Stella Negroponte welcomed us for coffee. A ritual best understood in the
Nine-
teen
Fif
-ties, even in our relatively booze-unfueled house, bikini girl, as setting out a half dozen cups of interesting liquid for guests to observe as they went on drinking. Everyone was cheerful, a monochrome-shirted (for once!) Addison included. Drunk or sober, the den was his favorite room.

“Do you know this story, Noah?” he drawled. “As Pushkin lay dying, he was asked whether he cared to say goodbye to his friends.”

“No, I don’t. Did he?”

“Yes and no. Looking up at his bookshelves, that great poet called feebly, ‘Farewell, friends.’ But whenever I walk in here and look up at your proud towers, I feel I should say ‘Hello, children!’ instead.”

“Feel free to borrow whatever you like. I’ll be pleased,” Gerson said. “I’m done with them.”

“No, no! Just admiring. Damned good improvement on the real brats we’ve got to meet. Oh, Jake—so sorry.”

“Not at all,” said Jake. “It’s been ten years.

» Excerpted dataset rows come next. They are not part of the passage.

PR #688, opened 2023-09-22
remove @Synchronized in CloudflareInterceptor.kt for performance

ghost:
CloudflareInterceptor is a singleton. The intercept method of this interceptor is annotated with @Synchronized, which causes all network requests made using the cloudflareClient to be executed sequentially. Currently, CloudflareInterceptor only throws an exception when it encounters a Cloudflare block, so it is safe to remove the @Synchronized annotation.


Syer10 (approved):
Dam, no wonder performance takes a hit when using a bunch of network queries, thanks for catching this.

PR #712, opened 2023-10-14
Query for mangas in specific categories

schroda:


Syer10:
I feel like there would be more benefits if it was in the Filter instead of the Condition

schroda:
I thought I already added that

Syer10 (approved):

PR #720, opened 2023-10-16
add trackers support

### LINKED ISSUE #80: [Feature Request] Syncing Tachidesk reading status with Tracking services like MAL, Anilist etc
## Device information
- Tachidesk version: Docker [arbuild/tachidesk-docker:latest/slim](https://hub.docker.com/r/arbuild/tachidesk-docker)
- Server Operating System: Win 10 Home
- Server Desktop Environment: WSL2 Ubuntu 20.04
- Server JVM version: bundled with docker image 
- Client Web Browser: Google Chrome Version latest.

Currently we lack syncing with any tracking services. It would be good to have syncing your reading status to Mal, Anilist etc services. 

Features to have:

- Offline list with tags like reading/ dropped/ complete on hold etc and fields like rating, last read chapter, last read volume, read start date, completion date etc
- Compare and synchronise local list with tracking sites list
- Edit each services tracking links from manga page.

We can look over the source code of [trackma](https://github.com/z411/trackma) for guidance.

tachimanga:
Note: the Anilist & MyAnimeList clientId should be replaced with official clientId, and set callback url to suwayomi://oauth/anilist and suwayomi://oauth/myanimelist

Has it really? Yes. The tree I planted for David in Jerusalem must already be taller than I am. It was around Sharon’s size then, probably what made me pick it. Something familiar.” He smiled.

“Oh, that’s nice! Maybe I should disguise myself as a rosebush,” Eve said. Legs tucked and a propping thumb and forefinger inviting us to guess where the picture frame’s other half was, she’d turned a couch into her boudoir as usual. “
Then
Addison might write a poem about me. Damn you! I’m nature, too.”